But then the 'Prisoner Assistant' road, repackaged in 2014 as 'Lifetime Liberty Group,' suddenly and mysteriously seemed to come to an end, stranding hoards of productive prisoners in the process. 

What happened?

The biggest fear of prisoners who send their hard-to-come-by, often spartan, financial resources out to a company they hope will help them accomplish the task they have paid for is that something will happen to the company before their task is completed. It's a common problem, almost epidemic, where well-intentioned entrepreneurs, often family or friends of prisoners, set up shop offering prisoner assistant services, only to find out that offering such services to prisoners is far more challenging than well-intentions can accomodate. Prisoners therefore have justifiable trust issues with these companies that can take years to soften. Prisoner Assistant, although on the pricey side, survived those concerns of abandonment, becoming a trustworthy enterprise... until they disappeared overnight.

It all began to grind to a halt when owner Michael Benanti was re-arrested. At the end of 2014, as Prisoner Assistant was completing its transition to 'Lifetime Liberty Group,' Benanti was transitioning from a life of freedom to one that looked as if it might include a lot more bars. He was arrested under suspicion of breaking into a North Carolina car dealership with the intent to steal a car, which could have led to a substantial loss of freedom due to his federal record. In itself, this may not have resulted in the end of his prisoner assistance venture. However, newly arrested Benanti appeared to have a moment of panic.

According to recorded county jail phone records, a desperate Benanti got on the phone.

"I don't care what account you pull (money) from," he instructed his Prisoner Assistant second-in-command, referring to the Prisoner Assistant accounts. "You have to wire it. It has to get here now. I need to be bailed out as soon as humanly possible." 

He would go on to gain his freedom, according to a Knoxville News Sentinel expose, "thanks to a high-priced lawyer funded by inmate money." Charges dropped.

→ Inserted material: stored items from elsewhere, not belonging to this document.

PR #232, opened 2017-02-21
IntSights integration

Spivaka:
This integration doesn't fetch incidents from IOCs yet as there is no IOC filtering at IntSights side.
We should resume and add it when the new API is out.
fixes https://github.com/demisto/server/issues/5739


Integrations/integration-IntSights.yml
```diff
@@ -0,0 +1,547 @@
...
+        'intsights-remediate': '/alerts/resolve-request/%AlertID%',
+        'intsights-whitelist': '/alerts/report-white-list/%AlertID%',
+        'intsights-assign': '/alerts/assign/%AlertID%',
+        'intsights-unassign': '/alerts/unassign/%AlertID%',
+        'intsights-tag': '/alerts/add-tag/%AlertID%',
+        'intsights-untag': '/alerts/remove-tag/%AlertID%',
+        'intsights-comment': '/alerts/comment/%AlertID%',
+        'intsights-alert-preview': '/alerts/preview/%AlertID%',
+        'intsights-get-alert-db-file': '/alerts/db-file/%AlertID%',
+        'intsights-get-
```
liorkol: Should move to common

liorkol: should remove this and add system:true

Integrations/integration-IntSights.yml
```diff
@@ -0,0 +1,533 @@
...
+        'intsights-search-ioc': 'iocs/search',
+        'intsights-ioc-download-csv': 'iocs/download-csv'
+    };
+
+    var methodDictionary = {
+        'login': 'POST',
+        'logout': 'GET',
+        'intsights-get-accounts': 'GET',
+        'intsights-get-alerts': 'GET',
+        'intsights-
```
aviadl: Need to remove this console.log

PR #237, opened 2017-02-27
Create integration-censys.yml

shadejinx:
This python script will provide API access to the Search and View commands offered by Censys.io. The output is a voluminous JSON blob and needs to be sliced-and-diced with proper automation scripts.


liorkol:
Awesome idea! We can expand and build some very cool stuff with this.

PR #2612, opened 2018-12-10
Qradar change contents paths

DeanArbel:
## Status
Ready

## Description
Reversion to the original output paths for the QRadar commands prior to content version 18.11.0.

   - Yes
       - Further details: Customers who will be affected are customers with version 18.11.0 and above, who created a custom script that uses QRadar OR updated the script after it stopped working for them following that content update.

## Must have
- [X] Tests
- [X] Documentation (with link to it)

But this illegal indescretion would not be noticed for most of a year, and as would soon be discovered, it was nowhere near the most heinous nor dramatic part of the end story of Prisoner Assistant. The next nine months, according to the FBI, would include the kidnapping and terrorization of families, extortion plots, and potentially murder. It would result in Benanti behind bars again, maybe for good.

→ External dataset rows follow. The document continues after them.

PR #2614, opened 2018-12-10
Permit having the same id by version diff

ronykoz:
## Status
Ready

## Related Issues
fixes: https://github.com/demisto/etc/issues/14465

## Description
@DeanArbel is creating a new playbook which will work from 4.0.0 only and it replaces another playbook so needs to have the same id

### DIFF
--- a/Tests/scripts/validate_files_structure.py
+++ b/Tests/scripts/validate_files_structure.py
@@ -271,7 +271,7 @@ def non_valid_versioning(id_to_file, my_id, id_list):
         versioning = id_obj[id]
         if my_id == id:
             if from_version > versioning['toversion']:
-                print_error("The ID {0} already exists, please update the file {1}".format(id, id_to_file[id]))
+                print_error("The ID {0} already exists, please update the file {1} or update the id_set.json file with the script update_id_set.py with the function update_id_set".format(id, id_to_file[id]))
                 has_duplicate = True
 
     return has_duplicate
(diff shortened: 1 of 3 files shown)


Tests/scripts/validate_files_structure.py
```diff
@@ -263,13 +263,31 @@ def oversize_image(file_path):
...
 
 
+def non_valid_versioning(id_to_file, my_id, id_list):
+    has_duplicate = False
+    from_version = get_from_version(id_to_file[my_id])
+    for id_obj in id_list:
+        id = id_obj.keys()[0]
+        versioning = id_obj[id]
+        if my_id == id:
+            if from_version > versioning['toversion']:
```
DeanArbel: Have you considered how this will work if `from_version` or `toversion` are None?

ronykoz: First of all they can't be None, because of the way we write the id_set.json file.
And we are going to use this function only if the condition id in ids_list is satisfied down below in line 290.
But maybe we should add a check that if the toversion is changed/added you need to update the id_set, what do you think?

yaakovi: instead of `beginning` you can use version `0`.
instead of `current` you can use version `99.99.99` (it will take some time to pass it).

consider comparing version like that: https://stackoverflow.com/questions/11887762/how-do-i-compare-version-numbers-in-python
since string compare will fail if we get the version 4.10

This past November, while awaiting trial, Benanti may have sealed the fate of his company in another phone call from jail.

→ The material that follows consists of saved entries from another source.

PR #2623, opened 2018-12-11
Init commit of Markdown to HTML tool

amshamah419:
## Status
Ready - Just need to publish docker image

## Description
Allows a user to upload a markdown file and get a converted HTML file in return.

   - No

### DIFF
--- a/Scripts/script-MD2HTML.yml
+++ b/Scripts/script-MD2HTML.yml
@@ -1,0 +1,27 @@
+commonfields:
+  id: MD2HTML
+  version: -1
+name: MD2HTML
+script: |-
+  from markdown2 import Markdown
+
+  markdowner = Markdown(extras=["tables"])
+  file_entry = demisto.args().get('file_id', '')
+  file_path = demisto.getFilePath(file_entry)['path']
+  demisto.results(file_path)
+  fopen = open(str(file_path), "r")
+  data = fopen.read()
+  res = markdowner.convert(data)
+  demisto.results(fileResult("md2htmlresult.html", res))
+
+type: python
+tags: []
+comment: Converts MarkDown files to HTML files
+enabled: true
+args:
+- name: file_id
+  required: true
+scripttarget: 0
+runonce: false
+dockerimage: demisto/markdown2
+runas: DBotWeakRole
--- a/DockerImageFiles/markdown2/Dockerfile
+++ b/DockerImageFiles/markdown2/Dockerfile
@@ -1,0 +1,5 @@
+FROM python:2.7
+
+COPY requirements.txt .
+
+RUN pip install --no-cache-dir -r requirements.txt
--- a/DockerImageFiles/markdown2/create_docker_image.sh
+++ b/DockerImageFiles/markdown2/create_docker_image.sh
@@ -1,0 +1,6 @@
+#!/usr/bin/env bash
+
+_image_name=$1
+
+docker build -t $_image_name .
+
--- a/DockerImageFiles/markdown2/requirements.txt
+++ b/DockerImageFiles/markdown2/requirements.txt
@@ -1,0 +1,1 @@
+markdown2


Scripts/script-MD2HTML.yml
```diff
@@ -0,0 +1,29 @@
...
+  id: MD2HTML
+  version: -1
+name: MD2HTML
+script: |-
+  from markdown2 import Markdown
+
+  markdowner = Markdown(extras=["tables"])
+  file_entry = demisto.args().get('file_id', '')
+  file_path = demisto.getFilePath(file_entry)['path']
+  demisto.results(file_path)
```
yardensade: I believe it should be removed.

Scripts/script-MD2HTML.yml
```diff
@@ -0,0 +1,29 @@
...
+  fopen = open(str(file_path), "r")
```
yardensade: Better handle IO exception in case file does not actually open

Scripts/script-MD2HTML.yml
```diff
@@ -0,0 +1,29 @@
...
+  data = fopen.read()
+  res = markdowner.convert(data)
+  demisto.results(fileResult("md2htmlresult.html", res))
+
+type: python
+tags: []
+comment: Converts MarkDown files to HTML files
+enabled: true
+args:
+- name: file_id
```
yardensade: Demisto convention dictates "fileID", we do not use underscore in arg names.

Scripts/script-MD2HTML.yml
```diff
@@ -0,0 +1,29 @@
...
+  from markdown2 import Markdown
+
+  markdowner = Markdown(extras=["tables"])
+  file_entry = demisto.args().get('file_id', '')
+  file_path = demisto.getFilePath(file_entry)['path']
+  demisto.results(file_path)
+  fopen = open(str(file_path), "r")
+  data = fopen.read()
+  res = markdowner.convert(data)
+  demisto.results(fileResult("md2htmlresult.html", res))
```
yardensade: Might want to rethink if you want the file name to be static like that, you should have access to the original file name, not sure.

Scripts/script-MD2HTML.yml
ronykoz: You are also not closing the file that you are reading, try using: with open(str(filepath), “r”) as file: ...

Scripts/script-MD2HTML.yml
```diff
@@ -0,0 +1,29 @@
+commonfields:
+  id: MD2HTML
+  version: -1
+name: MD2HTML
+script: |-
+  from markdown2 import Markdown
+
+  markdowner = Markdown(extras=["tables"])
+  file_entry = demisto.args().get('file_id', '')
```
yardensade: changing the default to '' is redundant in that case since the argument is required.

Scripts/script-MD2HTML.yml
```diff
@@ -0,0 +1,29 @@
...
+  file_path = demisto.getFilePath(file_entry)['path']
```
yardensade: Normally better to verify the answer is actual dict then .get the 'path' so it wont raise exception in case things didn't go as expected.

ronykoz:
Agreed, this should have a test

Scripts/script-MD2HTML.yml
```diff
@@ -0,0 +1,37 @@
...
+  from markdown2 import Markdown
+
+  markdowner = Markdown(extras=["tables"])
+  file_entry = demisto.args().get('fileID')
+  file = demisto.getFilePath(file_entry)
+  if isinstance(file,dict):
+    file_path =file['path']
+    file_name = file['name']
+    raw_name = file_name.split(".")
+    formatted_name = raw_name+".html"
```
ronykoz: String equals list + string?

amshamah419: Forgot to add an index to the list

amshamah419:
Need docker image to be ready for this to pass tests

"I want you to take all the money from all the accounts and put it into my personal account. That's my directive... client services stops until this is over. All the direct deposits, just move them out. I need the best lawyer there is."

The FBI warnings on the companies website evoke a prisoner-clients worst fears of abandonment, and most likely reinstill the paranoia that no one can be trusted. It is likely that any prisoners with funds in Prisoner Assistant/Lifetime Liberty Group accounts will never see their money again. 

Fortunately, quality companies, ones who are truly there to help prisoners, exist. Unfortunately, it appears to be a gamble for prisoners who must hold there breath until each paid-for task is done. 

Prison Lives is working hard to change that perception, one order at a time.